1. Les théories des contrats et l’asymétrie d’information
Les différentes théories des contrats sont en tout cas des théories de l’information imparfaite et on y décrit le plus souvent (sauf pour les contrats dits incomplets, voir Brousseau et Glachant 2000) deux asymétries d’information possibles :
– avant le contrat, il peut y avoir des informations cachées (situation dite de « sélection adverse »). Le marché des voitures d’occasion est ici typique : seul le vendeur connaît la qualité véritable du véhicule avant de signer le contrat de vente. C’est en 1970 et sur ce marché des « tacots » (qu’on appelle des « citrons » en anglais, Lemons Market theory ) que G. Akerlof a fondé le champ de recherche sur les contrats (voir Akerlof 2003), même si son analyse théorique l’oblige à prédire… la disparition à terme de tout ce marché de l’occasion : en théorie les voitures de qualité devraient disparaitre du marché, puisqu’elles ne pourront être vendues qu’au prix moyen (voir The Theory of the Lemon Markets in IS Research, dans l’ouvrage Information Systems Theory). G. Akerlof a reçu le Prix de la banque de Suède « en mémoire d’Alfred Nobel ».

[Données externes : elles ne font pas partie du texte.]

Issue #1847, opened 2025-10-27
Don't start with full core quota if node starts mid-session


ntn-x2:
Upon starting up, check if the last seen session is the same as the current session, and set the core quota respectively, to avoid generating more messages than expected for the session, and be marked as malicious from peers

PR #1851, opened 2025-10-27
feat(blend): recover spent core quota for same-session recovery

ntn-x2:

Fixes https://github.com/logos-co/nomos/issues/1847. This PR also introduces the components needed for Blend core service to implement recovery. More will be added to these components as we add more things to recovery.

For this PR, we only track the used core quota for the ongoing session, so that if the service crashes or if the node goes down, the node won't end up generating more cover messages than the other nodes expect, else it would be flagged as malicious and banned from the Blend p2p network.

**EDIT: Due to some limitations in the Overwatch design for state recovery (specifically that the state must define its own `Settings` type to match the service settings, instead of requiring something like `AsRef` to only get the components it needs), I decided to remove the generic recovery backend from the service, since it would not be possible to declare a generic recovery backend with generic configs without running into a lot of compilation issues. Hence, I have made the core service aware of how service recovery is implemented, for now, and its config reflects that, since it takes a path, which would not make sense if we were to change the recovery backend to something that is not file-based.**

Yes.

@ntn-x2 dev

N/A

No.

## Checklist

* [x] 2. Description added.

### DIFF
--- a/nomos-services/blend/src/core/mod.rs
+++ b/nomos-services/blend/src/core/mod.rs
@@ -47,7 +47,10 @@ use overwatch::{
 };
 use rand::{RngCore, SeedableRng as _, seq::SliceRandom as _};
 use serde::{Deserialize, Serialize};
-use services_utils::{overwatch::RecoveryOperator, wait_until_services_are_ready};
+use services_utils::{
+    overwatch::{JsonFileBackend, RecoveryOperator},
+    wait_until_services_are_ready,
+};
 use tokio::sync::oneshot;
 use tracing::info;
 
@@ -99,7 +102,6 @@ pub struct BlendService<
     TimeBackend,
     ChainService,
     PolInfoProvider,
-    StateRecoveryBackend,
     RuntimeServiceId,
 > where
     Backend: BlendBackend<NodeId, BlakeRng, ProofsVerifier, RuntimeServiceId>,
@@ -113,7 +115,6 @@ pub struct BlendService<
         ProofsGenerator,
         TimeBackend,
         ChainService,
-        StateRecoveryBackend,
         PolInfoProvider,
     )>,
 }
@@ -128,7 +129,6 @@ impl<
     TimeBackend,
     ChainService,
     PolInfoProvider,
-    StateRecoveryBackend,
     RuntimeServiceId,
 > ServiceData
     for BlendService<
@@ -141,7 +141,6 @@ impl<
         TimeBackend,
         ChainService,
         PolInfoProvider,
-        StateRecoveryBackend,
         RuntimeServiceId,
     >
 where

– après le contrat, il peut y avoir aussi des informations cachées (situation dite de « risque moral »). Le contrat d’assurance est ici typique : l’assureur ne peut pas complètement contrôler le comportement opportuniste voir amoral de l’assuré après le contrat. Voir Dionne (1981), qui donne une idée de la complexité du problème quand on s’en tient aux axiomes classiques sur les fonctions d’utilité fondant le modèle standard de la théorie économique.
Bien que les théories des contrats reposent sur l’opportunisme dans ces situations d’asymétries d’information, G. Akerlof (1982) considère que le contrat de travail a aussi une dimension de réciprocité : bien sûr le salarié rend un service (une prestation sous certaines conditions) en échange d’un prix (salaire et ses dérivés), mais dans la pratique le salarié produit souvent un effort supérieur aux normes exigées, il fait un « don partiel » à l’entreprise. En contrepartie il peut y avoir contre-don de la part de l’entreprise, à d’autres temps et sous différentes manières : individuellement par des promotions, des opportunités, ou collectivement par une reconnaissance du travail, une autonomie, des mobilités… (voir La théorie du don / contre-don).
2. Les relations d’agence, en contexte individualiste: les mandants et les mandataires, D. Jensen – W. Meckling
Dans ces situations d’asymétrie d’information, la théorie de l’agence s’est alors développée à partir de 1976 avec l’article fondateur de D. Jensen et W. Meckling (1976).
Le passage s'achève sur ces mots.